§ **EXERCISE**: Please restate the following records word for word.

(AVAILABLE DATA begins)

PR #12, opened 2026-04-26
[Gautam's Dev bot] Standalone MockProviderHost + Claude Agent SDK env-var override (issue #11 Phase 2)

### LINKED ISSUE #11: Standalone mock provider HTTP service wrapping ScriptedSseResponder for OpenAI + Anthropic E2E
## Summary

Wrap the existing instruction-chain message handlers
(`TestSseMessageHandler`, `AnthropicTestSseMessageHandler`,
`ScriptedSseResponder`) into a standalone, runnable HTTP service that
speaks the OpenAI and Anthropic on-the-wire conventions, so external CLI
tools — Claude Agent SDK, GitHub Copilot CLI, OpenAI Codex CLI — can be
pointed at it (`OPENAI_BASE_URL`, `ANTHROPIC_BASE_URL`, etc.) and exercised
end-to-end against deterministic, scripted responses.

This is a thin transport wrapper. **No new response logic.** The service
must delegate every request to the existing in-process handlers / the
instruction-chain parser already used by the unit tests.

Follow-up to #7 — that issue wired the same handlers into the sample app
via `WebApplicationFactory<Program>` for in-process xUnit tests. This issue
takes the next step: a real listening port reachable from external
processes.

## Value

(AVAILABLE DATA ends)

§ **PROBLEM SOLUTION**:
PR #12, opened 2026-04-26
[Gautam's Dev bot] Standalone MockProviderHost + Claude Agent SDK env-var override (issue #11 Phase 2)

### LINKED ISSUE #11: Standalone mock provider HTTP service wrapping ScriptedSseResponder for OpenAI + Anthropic E2E
## Summary

Wrap the existing instruction-chain message handlers
(`TestSseMessageHandler`, `AnthropicTestSseMessageHandler`,
`ScriptedSseResponder`) into a standalone, runnable HTTP service that
speaks the OpenAI and Anthropic on-the-wire conventions, so external CLI
tools — Claude Agent SDK, GitHub Copilot CLI, OpenAI Codex CLI — can be
pointed at it (`OPENAI_BASE_URL`, `ANTHROPIC_BASE_URL`, etc.) and exercised
end-to-end against deterministic, scripted responses.

This is a thin transport wrapper. **No new response logic.** The service
must delegate every request to the existing in-process handlers / the
instruction-chain parser already used by the unit tests.

Follow-up to #7 — that issue wired the same handlers into the sample app
via `WebApplicationFactory<Program>` for in-process xUnit tests. This issue
takes the next step: a real listening port reachable from external
processes.

## Value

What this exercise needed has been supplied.